LINGUIST List 2.248

Monday, 27 May 1991

FYI: PC-Kimmo Morphological Processor

Editor for this issue: <>


Directory

  1. Evan Antworth, PC-KIMMO News

Message 1: PC-KIMMO News

Date: Mon, 20 May 91 8:29:51 CDT
From: Evan Antworth <evantxsilutafll.uta.edu>
Subject: PC-KIMMO News

 PC-KIMMO News
 =============

 May 20, 1991

This announcement describes recent developments related to PC-KIMMO (an 
implementation for personal computers of Kimmo Koskenniemi's two-level model 
of word production and recognition).

(1) PC-KIMMO version 1.0.5 update

(2) KGEN - a rule compiler (table generator) for PC-KIMMO

(3) KTEXT - a text-processing application using the PC-KIMMO parser

(4) recent articles related to PC-KIMMO

The software described below is made freely available to the academic 
community for non-commercial use and redistribution.
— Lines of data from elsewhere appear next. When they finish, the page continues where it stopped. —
PR #11731, opened 2020-06-19
Ensure all HA controllers use the same bakery public keys

wallyworld:
## Description of change

Add a new doc to the controllers collection to hold macaroon bakery config.
We store the 4 public keys used in various bakeries. This ensure that each controller uses the same public key, and avoids the issue where a discharge request ends up at a different controller and fails because a different key is in use.

## QA steps

Hard to test the actual issue, but can do a regression test to ensure macaroons work. There's unit tests to check that the same key is served each time it is asked for.

Deploy some HA controllers in 2.7.6
Upgrade to this PR, check controllers collection for bakery config.
Add a user and grant read on a model.
Login as that user and check the cookies jar to confirm macaroons are used.
Run juju status several times; restart the controller agents and repeat.
There will be prompts for password at times but login and status should work each time.
Check a cmr scenario also.

## Bug reference

https://bugs.launchpad.net/juju/+bug/1856071

### DIFF
--- a/apiserver/stateauthenticator/context.go
+++ b/apiserver/stateauthenticator/context.go
@@ -93,9 +93,11 @@ func newAuthContext(
 		//"is-authenticated-user",
 		func(ctx context.Context, cond, arg string) error { return nil },
 	)
+
+	bakeryConfig := st.NewBakeryConfig()
 	location := "juju model " + st.ModelUUID()
 	var err error
-	ctxt.localUserThirdPartyBakeryKey, err = bakery.GenerateKey()
+	ctxt.localUserThirdPartyBakeryKey, err = bakeryConfig.GetLocalUsersThirdPartyKey()
 	if err != nil {
 		return nil, errors.Annotate(err, "generating key for local user third party bakery key")
 	}
@@ -114,7 +116,7 @@ func newAuthContext(
 		return nil, errors.Trace(err)
 	}
 	locator := bakeryutil.BakeryThirdPartyLocator{PublicKey: ctxt.localUserThirdPartyBakeryKey.Public}
-	localUserBakeryKey, err := bakery.GenerateKey()
+	localUserBakeryKey, err := bakeryConfig.GetLocalUsersKey()
 	if err != nil {
 		return nil, errors.Annotate(err, "generating key for local user bakery key")
 	}
@@ -256,7 +258,8 @@ func newExternalMacaroonAuth(st *state.State, clock clock.Clock, identClient ide
 		return nil, errMacaroonAuthNotConfigured
 	}
 	idPK := controllerCfg.IdentityPublicKey()
-	key, err := bakery.GenerateKey()
+	bakeryConfig := st.NewBakeryConfig()
+	key, err := bakeryConfig.GetExternalUsersThirdPartyKey()
 	if err != nil {
 		return nil, errors.Trace(err)
 	}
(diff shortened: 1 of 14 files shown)


apiserver/stateauthenticator/context.go
```diff
@@ -298,8 +301,5 @@ func newExternalMacaroonAuth(st *state.State, clock clock.Clock, identClient ide
 		Location: idURL,
```
howbazaar, line 301: There is a comment from axw just above here about storing the key in mongo. Could remove that now?

state/bakerystorage/config.go
```diff
@@ -0,0 +1,188 @@
...
+	return &keyPair, nil
+}
+
+// GetLocalUsersThirdPartyKey returns the third party key pair used with the local users bakery.
+func (b *bakeryConfig) GetLocalUsersThirdPartyKey() (*bakery.KeyPair, error) {
+	doc, err := b.bakeryConfigDoc()
+	if err != nil {
+		return nil, errors.Trace(err)
+	}
+	if doc.LocalUsersKey == "" {
```
howbazaar, line 128: Checking wrong doc element?

state/bakerystorage/config.go
```diff
@@ -0,0 +1,188 @@
...
+	return &keyPair, nil
+}
+
+// GetExternalUsersThirdPartyKey returns the third party key pair used with the external users bakery.
+func (b *bakeryConfig) GetExternalUsersThirdPartyKey() (*bakery.KeyPair, error) {
+	doc, err := b.bakeryConfigDoc()
+	if err != nil {
+		return nil, errors.Trace(err)
+	}
+	if doc.LocalUsersKey == "" {
```
howbazaar, line 146: and here

state/bakerystorage/config.go
```diff
@@ -0,0 +1,188 @@
...
+	return &keyPair, nil
+}
+
+// GetOffersThirdPartyKey returns the key pair used with the cross model offers bakery.
+func (b *bakeryConfig) GetOffersThirdPartyKey() (*bakery.KeyPair, error) {
+	doc, err := b.bakeryConfigDoc()
+	if err != nil {
+		return nil, errors.Trace(err)
+	}
+	if doc.LocalUsersKey == "" {
```
howbazaar, line 164: Perhaps there should be a helper method that takes a json serialized string and a name and returns a key pair and error?

wallyworld: good idea

wallyworld:
$$merge$$

wallyworld:
$$merge$$

SimonRichardson:
I'm not sure how this landed, it really shouldn't have because of this https://github.com/juju/juju/pull/11731/files#diff-7f05070aef97e2fdd5573b2bc8fcdc99R151.

I'll try and get the static analysis working again.

state/bakerystorage/config.go
```diff
@@ -0,0 +1,169 @@
...
+
+func (b *bakeryConfig) deserialiseKey(data, label string) (*bakery.KeyPair, error) {
+	if data == "" {
+		return nil, errors.NotValidf("empty " + label)
+	}
+
+	var keyPair bakery.KeyPair
+	err := json.Unmarshal([]byte(data), &keyPair)
+	if err != nil {
+		err = errors.Trace(err)
```
SimonRichardson, line 151: I've made a PR to fix this https://github.com/juju/juju/pull/11733/files#diff-7f05070aef97e2fdd5573b2bc8fcdc99R151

We invite your feedback 
on these programs. Please note that the software is packaged in compressed 
archives: Zip files for MS-DOS and Stuffit files for Macintosh. In addition, 
if you obtain the files by e-mail, they will arrive in encoded form: 
uu-encoding for MS-DOS and Binhex format for Macintosh. Utility programs for 
handling archives and encoded files are available from computer bulletin 
boards or from your university computing center. (Hint for MS-DOS users: when 
you unzip a file, use the -d option to preserve the subdirectories.) Finally, 
it is possible that the files may not yet be available in some of the places 
listed below. Just wait a few days and try again.


(1) PC-KIMMO 1.0.5 update

PC-KIMMO version 1.0.5 has been available since the end of February. It fixes 
a problem with loading very large lexicons (more than 100 sublexicons). Thanks 
to Elizabeth Hinkelman and her colleagues for finding this bug. This version 
also fixes a couple things that caused crashes on the Macintosh. There are no 
functional changes in version 1.0.5. If you want to upgrade to version 1.0.5, 
you can obtain it as follows:

 1. Obtain it via anonymous FTP from the following sources. (I am advised 
that it is best to use the symbolic names rather than the numeric addresses. 
Also, the directory structure is subject to change.)

 MS-DOS version:
 msdos.archive.umich.edu [141.211.165.34]
 msdos/linguistics/pckim105.zip

 Macintosh version:
 mac.archive.umich.edu [141.211.165.34]
 mac/etc/linguistics/pckim105.sit

 2. Request it from us via e-mail. Be *sure* to specify which version you want 
(DOS, Mac, UNIX).

 3. Send a diskette and a self-addressed, stamped diskette mailer to the 
address below. Be *sure* to specify which version you want (DOS, Mac, UNIX) 
and the disk format.


(2) KGEN

KGEN, a rule compiler for PC-KIMMO, is now available for beta testing. KGEN 
was written by Nathan Miles of Ohio State University. All rights and 
responsibilities pertaining to the program presently belong to Nathan Miles 
(not to the Summer Institute of Linguistics). He can be reached by e-mail at 
milescis.ohio-state.edu. Nathan has done a great job at developing this 
program and he deserves our thanks.

KGEN takes a two-level rule like this:

 y:i => :C___+:0

and translates it into a finite state table like this:

  y + 
 C i 0 
 1: 2 0 1 1
 2: 2 3 2 1
 3. 0 0 1 0

KGEN accepts as input a file of two-level rules and produces as output a file 
of state tables that is identical in format to PC-KIMMO's rules file. Anything 
that KGEN does not correctly handle can be easily fixed by hand in its output 
file. Everyone who uses PC-KIMMO (or who doesn't use it because they don't 
want to write tables by hand) is welcome to try out KGEN. But what we really 
need are some beta testers who can compare KGEN's output to tables they have 
written by hand. Let us know if you are willing to beta test KGEN for us.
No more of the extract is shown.